Orbital characteristics
- Epoch 31 July 2016 (JD 2457600.5)
- Uncertainty parameter 0
- Observation arc: 105.87 yr (38670 days)
- Aphelion: 4.0269 AU (602.42 Gm)
- Perihelion: 2.3205 AU (347.14 Gm)
- Semi-major axis: 3.1737 AU (474.78 Gm)
- Eccentricity: 0.26882
- Orbital period (sidereal): 5.65 yr (2065.1 d)
- Mean anomaly: 217.593°
- Mean motion: 0° 10^{m} 27.552^{s} / day
- Inclination: 16.846°
- Longitude of ascending node: 58.918°
- Argument of perihelion: 301.838°
- Earth MOID: 1.36733 AU (204.550 Gm)
- Jupiter MOID: 1.67995 AU (251.317 Gm)
- T_{Jupiter}: 3.079

Physical characteristics
- Mean radius: 45.28±6.3 km
- Synodic rotation period: 9.001 h (0.3750 d)
- Geometric albedo: 0.0713±0.025
- Apparent magnitude: 12.5 to 16.5
- Absolute magnitude (H): 9.3

= 886 Washingtonia =

Main-belt asteroid

886 Washingtonia is a minor planet orbiting the Sun. It was discovered on 16 November 1917, from Washington, D.C., and is named after the 1st President of the United States, George Washington. Washingtonia may be a "fresh asteroid" that had its surface refreshed within the last 10 million years via collision(s).
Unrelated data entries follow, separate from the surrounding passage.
PR #1913, opened 2025-11-01
photonfeeder: add Feed 1mm button

Jorropo:
# Description
For photon feeders, add `Feed 1mm` button right next to the `Feed` button.

# Justification
While using the photon feeder I found myself doing this on a regular basis to fine tune the tape position in the pick window:
- change part pitch to 1mm
- apply
- feed
- change part pitch to what it was
- apply

Because the physical buttons on the photon feeder are 2mm feed and just inconveniently located for the half on the other side of the machine.

# Instructions for Use
Go to a photon feeder.
Go to global config, search all slots.
Go back to a photon feeder.
Press `Feed 1mm` button.

# Implementation Details
1. How did you test the change? I tested it on my machine, pressed the button it feeds 1mm.
2. Did you follow the [coding style](https://github.com/openpnp/openpnp/wiki/Developers-Guide#coding-style)? y
3. ~~If you made changes in the `org.openpnp.spi` or `org.openpnp.model` packages you will need to add additional justification for these changes. Changes to these packages require extensive review and testing.~~
4. Be sure to run `mvn test` before submitting the Pull Request. I love CI :heart:

Issue #1896, opened 2025-09-08
use backtransformed bottom vision results for a closed loop feeder pick position offset control


Jorropo:
Notes from a discussion I had with @tobydickenson in the lumenpnp discord.

The photon feeders are not very reliable, they drift overtime. This cause issues where I manually need to use top vision to recenter the pick location onto the actual tape holes.

Let's say you have a 4mm pitch tape, on average the feeder might feed 3.97mm, overtime error add up until the pick window shifted so far the nozzle can't pick reliably or at all.
I was quick to think this a hardware or feeder firmware issue however @tobydickenson pointed out I am expecting all tapes to be precisely 4mm pitch (or whatever) which might not be true.

The photon feeder uses DC brushed actuators, it implements closed loop control using a magnetic encoder (~8µm tape movement resolution) on the drive shaft.
That means it is blind to tape related errors.
Afaik it does not compensate for quantization error so assuming a quantum / 2 average error (~4µm) after ~250 feeds the feeder would be 1mm shifted.

All of this would be solved if the tape position was part of the control loop, however getting an accurate reading of the tape position in the feeder looks complicated to say the least.

### Thus here is an idea where we can use the bottom vision step to control the pick location and feed distance

Let's say the pick location is offset from the part.
That means we will pick parts off-center.
Which will be detected by bottom vision. This will be used to place the part correctly.
But we can run this offset through the inverse of the pick → bottom vision transform and apply this as a pick offset.

Assuming the tape relative position is identical (which is an acceptable assumption within a short amount of parts).

That means we will pick the next part on center. Closing the loop.

I see two issues that will to be solved:
1. the data is noisy, tiny parts tumble when picked, ... I am not sure how to solve this without trying it, I guess the average of the last 10 picked parts and excluding parts with the most extreme offsets might be good enough.
2. for a feeder constantly over feeding or under feeding the pick offset might grow so large as to try to pick outside of the feeder's pick window
   this can only happen in the Y plane relative to the feeder (/ feeders are mounted on the front or back) which can be compensated by tweaking how far we feed the tape, for example the photon feeder protocol accepts 100µm resolution which is orders of magnitude bigger than the pick window size.

tobydickenson:
This is a good idea. I am not aware of any industrial machines that do this, but have seen plenty that would have benefited from it. FWIW the idea probably would have been patentable.

[...]

PR #1914, opened 2025-11-03
photonfeeder: Press Play Walk Away

Jorropo:
# TODO for Ready-For-Merge:
- [ ] ~~split into 3 commits (spi, pick location nudging, tape nudging)~~
- [ ] ~~remove accidental formater diff lines~~ reordering imports is not the best but it's fine
- [ ] ~~extract feature to be usable by other feeders~~ gonna be done in 2.7
- [ ] add some configuration knobs ?
- [ ] add tests
- [x] merge #1913 (stacked PR)
- [x] rename `pickCorrectionOffset` to `pickCorrectionIntegral` to reflect we are implementing an `I`-controler
- [x] **known bugs**:
  - [x] setting the slot offset does not the reset the correction offset
  - [x] having multiple nozzles pick from the same feeder is metastable
  - [x] using test alignment does a null deref in the vision utils code trying to undo rotation 

# Description

Implements #1896 for photon feeder (generic implementation will be implemented in 2.7)

Implements Backtransformed bottom vision → pick location closed loop control.
After doing a bottom vision the VisionUtils code will callback into the feeder it were picked from.

PhotonFeeder uses this to implement two things:
1. Nudge the pick location to aim for perfectly picked components on the first try.
2. Nudge the feed pitch to remove long term drift in pick location nudging.

# Justification
I have ran a couple of before and after jobs.
Feeders are literally >20x more reliable.
On average an operator used to have to manually fix the the pick location alignment every 30 pick.
With this PR I can run a 650 placement job without any manual intervention.

# Instructions for Use
None just enjoy >20x more reliable feeders.

# Implementation Details
  I've ran multiple jobs with it, also created tests jobs making sure the coordinate transformations are bullet proof.
  probably not, maybe
  I did, I am not 100% sure on the final signature form (mainly thinking if we should pass `x` & `y` components individually since `z` & `rotation` are always 0 by definition of the coordinate frame used)
4. Be sure to run `mvn test` before submitting the Pull Request. **TODO** meaningless to do before I add my own tests.

### DIFF
--- a/src/main/java/org/openpnp/machine/photon/PhotonFeeder.java
+++ b/src/main/java/org/openpnp/machine/photon/PhotonFeeder.java
@@ -61,6 +61,7 @@ public class PhotonFeeder extends ReferenceFeeder {
 
     final private double correctionLimit = 5.0; // millimeters
     private Location pickCorrectionOffset = new Location(LengthUnit.Millimeters);
+    private int visionsSinceLastFeed = 0;
 
     private static PhotonBusInterface photonBus;
 
@@ -351,6 +352,8 @@ public class PhotonFeeder extends ReferenceFeeder {
         case Disable:
             return;
         }
+
+        visionsSinceLastFeed = 0;
 
         // To solve long term drift. Nudge the part pitch sent to the feeder if the correction offset is big enough.
         Location nudgeOffset = new Location(LengthUnit.Millimeters);
@@ -665,9 +668,14 @@ public class PhotonFeeder extends ReferenceFeeder {
             Logger.error("{}: Could not get pick location without error for bottom vision callback: {}", getSlotAddress(), e);
             return;
         }
+
         // Add half of the error to the running total to avoid over-correction
         Location before = pickCorrectionOffset;
-        pickCorrectionOffset = pickCorrectionOffset.add(offset.rotateXy(pickLocation.getRotation()).multiply(0.5));
+
+        double factor = 1 / (double)(2 << visionsSinceLastFeed); // Start at 0.5 then have each new vision half.
+        visionsSinceLastFeed++;
+
+        pickCorrectionOffset = pickCorrectionOffset.add(offset.rotateXy(pickLocation.getRotation()).multiply(factor));
         Logger.debug("{}: bottom vision reports pick error of: {}; old pick correction: {} new {}", getSlotAddress(), offset, before, pickCorrectionOffset);
 
         double distance = pickCorrectionOffset.convertToUnits(LengthUnit.Millimeters).getLinearDistanceTo(0, 0);
--- a/src/main/java/org/openpnp/machine/photon/PhotonFeeder.java
+++ b/src/main/java/org/openpnp/machine/photon/PhotonFeeder.java
@@ -62,9 +62,9 @@ public class PhotonFeeder extends ReferenceFeeder {
     final private double correctionLimit = 5.0; // millimeters
     final private double correctionGain = 0.5; // portion of error to correct each bottom vision
 
-    private Location pickCorrectionOffset = new Location(LengthUnit.Millimeters);
+    private Location pickCorrectionIntegral = new Location(LengthUnit.Millimeters);
 
-    private Location pickCorrectionOffsetAccumulatorSinceLastFeed = new Location(LengthUnit.Millimeters);
+    private Location pickCorrectionAveragingAccumulatorSinceLastFeed = new Location(LengthUnit.Millimeters);
     private int visionsSinceLastFeed = 0;
 
     private static PhotonBusInterface photonBus;
@@ -103,7 +103,7 @@ public class PhotonFeeder extends ReferenceFeeder {
     }
 
     private Location getPickCorrectionOffset() throws Exception {
-        return pickCorrectionOffset;
+        return pickCorrectionIntegral;
     }
 
     private Location getPickLocationWithoutError() throws Exception {
@@ -364,7 +364,7 @@ public class PhotonFeeder extends ReferenceFeeder {
         int partPitchNudgeTicks = 0;
         final double feedTickMm = 0.1;
 
-        double yPlaneErrorMm = pickCorrectionOffset.getLengthY().convertToUnits(LengthUnit.Millimeters).getValue();
+        double yPlaneErrorMm = pickCorrectionIntegral.getLengthY().convertToUnits(LengthUnit.Millimeters).getValue();
 
         if (yPlaneErrorMm <= -feedTickMm || feedTickMm <= yPlaneErrorMm) {
             // far enough to nudge the part pitch
@@ -377,13 +377,13 @@ public class PhotonFeeder extends ReferenceFeeder {
             Logger.debug("{}: Nudging tape by {} ticks", getSlotAddress(), partPitchNudgeTicks);
         }
 
-        pickCorrectionOffset = pickCorrectionOffset.add(nudgeOffset);
+        pickCorrectionIntegral = pickCorrectionIntegral.add(nudgeOffset);
 
         try {
             feed(nozzle, getPartPitch() * 10 + partPitchNudgeTicks);
         } catch (Exception e) {
             // Didn't feed, revert correction offset.
-            pickCorrectionOffset = pickCorrectionOffset.subtract(nudgeOffset);
+            pickCorrectionIntegral = pickCorrectionIntegral.subtract(nudgeOffset);
             throw e;
         }
     }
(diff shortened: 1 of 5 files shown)


tobydickenson:
Reviewing this is still on my to-do list. I just wanted to note that I have not forgotten this PR

tobydickenson:
Hi, sorry again for the delayed review. Life suddenly got busy.

This looks really good. I am excited to implement support for this in `PushPullFeeder` to replace of my script-based solution.


* The maths in `VisionUtils` is considerably more simple than what I ended up with. nice work. I havent reviewed the correctness of the maths, but I'm sure you would have noticed if it was not right. 

* The `bottomVisionResultCallback` signature looks fine to me (although not necessarily its name; see below). Passing a `Location` is definitely the right thing to do. I also note that passing the correction in the machine frame of reference is the best that can be done; it would be nice to use the feeder's frame of reference, but sadly there is no feeder API to determine this.

* Everything would be so much simpler if parts were fed/aligned/placed in a strict rotation, but of course this is not so simple. Your code involving `visionsSinceLastFeed` handles the case of "pick nozzle a, pick b, align a, align b" but I'm not sure it works for "Pick a, align a, align a, align a" or "Pick a, pick/align/discard b, pick/align/discard b, pick/align/discard b, align a". fwiw my script-based solution implemented logic for only performing a correction if the part was picked after the preceeding correction was applied, but that throws away some information that your method makes good use of. I'm not sure what api changes to suggest here. Let me think about this some more.

* There is an openpnp convention that homing the machine resets all transient state - not just the stepper controller home. Please add ConfigurationLister code [like this](https://github.com/openpnp/openpnp/blob/b1cb8c37c29e5ddaa7b6192e0b859d740f20b401/src/main/java/org/openpnp/machine/reference/feeder/ReferenceStripFeeder.java#L178) to zero the photon correction offset.

* I think there is some documentation needed. I suggest a new wiki page explaining the underlying principal of operation. I think this is important because this is a new invention; even users familiar with other pick and place machines will not be familiar with this concept. Please let me know if you want me to draft something.

* The feature needs a name. Ideally something that works as both a title for that wiki page, and the `bottomVisionResultCallback` method name. I tentatively propose "Bottom Vision Feeder Correction", but up to you.

* Do you think the photon feeder benefits from a gui option to enable/disable this feature? This can be on by default. This will be useful for whoever fixes the photon firmware unreliable feed distance.

Jorropo:
@tobydickenson 

> Everything would be so much simpler if parts were fed/aligned/placed in a strict rotation, but of course this is not so simple. Your code involving visionsSinceLastFeed handles the case of "pick nozzle a, pick b, align a, align b" but I'm not sure it works for "Pick a, align a, align a, align a" or "Pick a, pick/align/discard b, pick/align/discard b, pick/align/discard b, align a". fwiw my script-based solution implemented logic for only performing a correction if the part was picked after the preceeding correction was applied, but that throws away some information that your method makes good use of. I'm not sure what api changes to suggest here. Let me think about this some more.

My code make sure the correction are never *unstable* in the control theory sense of the term.
This line of code:
```java
double factor = 1 / (double)(2 << visionsSinceLastFeed); // Start at 0.5 then have each new vision half.
```
Make sure the gain of the sum of all corrections is strictly `< 1`.
I believe you can have nonsensical correction in cases you mentioned:
> "Pick a, align a, align a, align a" or "Pick a, pick/align/discard b, pick/align/discard b, pick/align/discard b, align a"

But thanks to limiting the gain it wouldn't be terrible.

This problem goes away if we move it to the JobPlanner execution code, I started like this.
But it felt hacky.

> There is an openpnp convention that homing the machine resets all transient state ...

Ok, Will do.

> I think there is some documentation needed. I suggest a new wiki page explaining the underlying principal of operation. I think this is important because this is a new invention; even users familiar with other pick and place machines will not be familiar with this concept. Please let me know if you want me to draft something.

I'll write something.

> The feature needs a name. Ideally something that works as both a title for that wiki page, and the bottomVisionResultCallback method name. I tentatively propose "Bottom Vision Feeder Correction", but up to you.

« Bottom Vision Feeder Correction » is pretty simple but Ideally the name would convey that the correction apply to the next correction from place correction.
From discussion I have most people expect to use top vision to measure the component location, then use the measurement to pick the component.
What about « **Deferred Vision Pick Correction** » ? or « **Deferred Bottom Vision Pick Correction** » ?

> Do you think the photon feeder benefits from a gui option to enable/disable this feature? This can be on by default. This will be useful for whoever fixes the photon firmware unreliable feed distance.

Yes we also need:
- a button to reset the correction (I wanted it to be so good you wouldn't but Analogy has convinced me otherwise)
- text display to show the live correction (so people can check by themselves it is doing something)
- a selector to configure the feeding plane rather than hardcoding the slot ID, there are "wide body" mods that increase the X axis so both nozzle can reach the full bed, and so you can mount more feeders.

---

Lastly I wanted to extract the I-controler feature so other feeders could use it.
Either as a class extending `ReferenceFeeder` or as a class providing the logic and state but feeders would instantiate as a private member.

Solomute:
This concept works great! Has basically eliminated drift-related picking issues for me.

In order to be ready to become an official feature:
- Needs to be more configurable/visible in general. The feeder configuration window should have a section devoted to this feature, with a checkbox to turn it on/off, a display of the current correction, a button to zero it out, and a way to bake the current correction into the feeder's "official" pick location.
- The feed amount correction is currently hardcoded to assume that feeder slots >25 feed in the -Y direction and feeder slots<=25 feed in the +Y direction. Probably add some configuration in the feeder configuration window. A checkbox to turn feed amount correction on/off, and a dropdown for feed direction, +/- X and +/- Y (some machines in the future may have a feeder rail running down the Y axis, feeding along the X axis)
- Generalizing it so that it can be easily added to other feeder types (i.e. tray feeders) would be awesome. Actually, implementing this for tray feeders would be really nice because when I am using a strip holder to feed parts, and I need to refill it, I can't always line up the new strip of parts to quite the same spot. If I can just get it ballpark, and have openpnp notice how far off and correct, that would be swell.
- Two possible solutions to the "multiple consecutive picks from the same feeder" problem: First, only do a correction the first time a particular feeder is seen in a cycle. Second, the correction should be an average of all of the times a feeder is picked from during a cycle, instead of a sum. You cannot rely on just keeping correction gain low enough to not cause instability with 2 nozzles because... What if someone builds a 4 nozzle machine? Or an 8 nozzle machine? If your solution is to cut your correction gain to 1/8 on an 8 nozzle machine, you may end up with your correction gain not being high enough to converge in a timely manner, or to track high frequency drift.

Bug report:
When the job is paused, using the yellow right-arrow button to step through the job does not work when vision is the current step

Name for feature?
Closed loop pick position correction

tobydickenson:
What is the schedule for getting this ready for merge?

Ideally I would like to see this merged early January, so the enthusiastic testers can try it out before the beta release and feature freeze at the start of February.

Jorropo:
I plan to work on it this month. I want it to be included in the next release.

tobydickenson:
@Jorropo This is a schedule reminder.... Ideally this would be merged a few weeks before the end of January to allow some use by the enthusiastic test branch users before the freeze and beta release.

Jorropo:
Picked a name « Deferred Closed Loop Pick Position » based on @Solomute's idea but with `Deferred` added to signify it works backward and dropped `Correction` for brevity.

n0tmad84:
Usually I wouldn't comment on a MR. I'm using this branch for some weeks now and made 2XX pcbs on my lumenPnP 4.0 and lumen feeders. This is by far the most useful improvement for using these feeder. In combination with "move while feeding" I can achieve 750CPH with very good reliability now. Except for a nullpointer exception when test aligning I have not encounter any issues.

**Thanks a lot!**

syagger:
Hi @Jorropo — thanks for this work, it looks very promising.

Just built the press-play-walk-away branch (commit be22c51) to try it out. Ran into three issues getting it to run; sharing in case they're useful. Another user on the Opulo Discord confirmed hitting the same ones.

1. Checkstyle failure

PhotonFeeder.java:689: 'if' construct must use '{}'s. [NeedBraces]

Worked around with -Dcheckstyle.skip=true, but it blocks a plain mvn package.

2. Existing configs fail to load — PhotonFeederSlots.java

Error while reading machine.xml
(Constructor not matched for class org.openpnp.machine.photon.PhotonFeederSlots$Slot)

The diff against upstream/test shows the private no-arg constructor was replaced by the new field:

diff
-        private Slot() {}
+        private PhotonFeeder feeder;

SimpleXML needs the no-arg constructor to deserialize. Adding it back alongside the new field fixes loading. I think this affects anyone with existing Photon feeders in their config.

3. NPE in PhotonFeeder.setSlotAddress()

Cannot invoke "PhotonFeederSlots$Slot.getFeeder()" because "oldSlot" is null

Line 502 dereferences oldSlot without a null check, while line 501 does check getSlot() != null. Fixed locally with:

java
if (oldSlot != null && oldSlot.getFeeder() == this) {

With those three changes the branch builds and runs fine on my LumenPnP v4.1. About to start testing the actual correction behaviour on 0402 parts — will report back.

dkonigsberg:
For anyone who is interested, I've decided to maintain my own fork of this PR here:
https://github.com/dkonigsberg/openpnp/tree/press-play-walk-away

Its basically a copy of the version @Jorropo has here:
https://github.com/Jorropo/openpnp/tree/press-play-walk-away

With a few of the commits edited to resolve various merge/build/test/run issues, including those mentioned by @syagger above.  I've noted these changes in the commit messages of those edited commits.

I did this because I want something that applies cleanly to the upstream [openpnp/test](https://github.com/openpnp/openpnp/tree/test) branch, without stomping on any other changes, to make it easier for us to continue to use this feature until such time that its either unnecessary or complete enough to actually get merged into openpnp/test officially.

Jorropo:
Hey I have done a lot of refactoring and rebased onto current `test`, I've renamed the feature to `Pick Offset Correction` to avoid a needlessly long name.

I have hoisted the current correction algorithm to it's own class that feeders can leverage with minimal boiler plate.

There are two algorithms, one that supports 0 DOFs feeders, and one that extends on the first one and supports 1 DOFs feeders.

Photon is the only wired feeder and it uses the 1 DOF version.

Any similar looking feeder where the pick position is static should easily be able to use the 0 or 1 DOF algorithms.

For something like tray feeders which has 6 DOFs I have ideas but I didn't implemented any new algorithm yet.

---

The algorithm changed when using more than one nozzle per vision batch (2+ nozzles picking from the same feeders), rather having decreasing weights, it now average the error of all the nozzle tips.

---

I've added an UI:
Screenshot From 2026-09-24 03-56-12
It shows the current state, expose some config options, and additional debug info.

The Pick Offset Correction UI tab is reusable by multiple feeders.

---

You can see the whole package in action right there:

https://github.com/user-attachments/assets/49d2c8a2-f110-4d91-9530-d3b10fe4e276

---

There are tests who were written by the silicon intern, I've skimmed them, they look good.

---

I've added a machine listener that reset the correction state when homing the machine.

---

I would like to edit the wiki but I still do not have access to it AFAIK, it would be sad if that were the blocker.

---

**Imo this is good for review & merge.** thanks anyone taking a look

janm012012:
Hi Jorropo!

That's a very cool feature I've been looking for since a long time! I'm very happy to see, that you too the lead and implemented it. 

It would be cool - for me - to use it with a double nozzle machine and ReferencePushPullFeeders. This would require the algo to handle feed distances of multiple pitch distances like 4mm feed for two 2mm pitched picks of 0402 parts or one 8mm feed with two 4mm pitched picks for efficient 0603 handling. Handling picks and bottom vision for two nozzles in any order would be also required...

Did you added a listener to reset the controller in case the user manually updates e.g. the pick location?

Your work - once again - cries out for refactoring feeders into a base class where it could be made available for all of them at once.

Many thanks for your work and your patience for getting it merged!

Jan

Jorropo:
> It would be cool - for me - to use it with a double nozzle machine and ReferencePushPullFeeders. 

Ok noted, I'll submit a PR for you later today.

---

> Handling picks and bottom vision for two nozzles in any order would be also required...

This is already the case, the two vision results are averaged together and are considered one reading (I use this with two N045s).

---

> This would require the algo to handle feed distances of multiple pitch distances like 4mm feed for two 2mm pitched picks of 0402 parts or one 8mm feed with two 4mm pitched picks for efficient 0603 handling.

I am pretty sure the algo would already handle the double feed mode.
The algo's loop is feed → vision → loop.

So feed → feed → vision → vision → loop should be identical with feed × 2 → vision → vision → loop (it'll average the two visions results).

---

> Did you added a listener to reset the controller in case the user manually updates e.g. the pick location?

Right now I hardcoded `pickOffsetCorrection.reset()` calls in all of the feeder's methods where it make sense (setting the position, triggering a manual feed, ...).

So yes behavior, different implementation.

---

> Your work - once again - cries out for refactoring feeders into a base class where it could be made available for all of them at once.

I am not sure, different feeders would handle this very differently.
A rotated tray feeder would need to do an attempt at solving a matrix with 6 DOFs (translation, rotation, scale, skew) given the last N previous pick results to predict the positions of the next positions.

If anything we could have a stationary feeder base class for all the powered feeder (and pushpull feeder), but tbh I'm not a fan of big OOP and the injected code is easy to reason about.

Jorropo:
cc @janm012012 I had claude write an integration in the reference push pull feeder #1985 
I can't test it without modifying one of my two PnPs, I took a look at the code and it looks ok.

It's sad to not have nudging, and the strategy is a bit naive (it moves the whole feeder without ever trying to rotate the feed plane) but tbh the length of the farthest and closest component on the feed plane can't be that far otherwise any small error would make it unusable already so I think it should be an improvement over nothing even if it's not ideal.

==Discovery circumstances==
Credit for the discovery of 886 Washingtonia has been given to George Peters of the US Naval Observatory, who was the first to report it. The object was, however, observed four days earlier by Margaret Harwood, who was advised not to report it as a new discovery because "it was inappropriate that a woman should be thrust into the limelight with such a claim". The first woman to be credited with the discovery of a minor planet was Pelageya Fedorovna Shajn, eleven years later.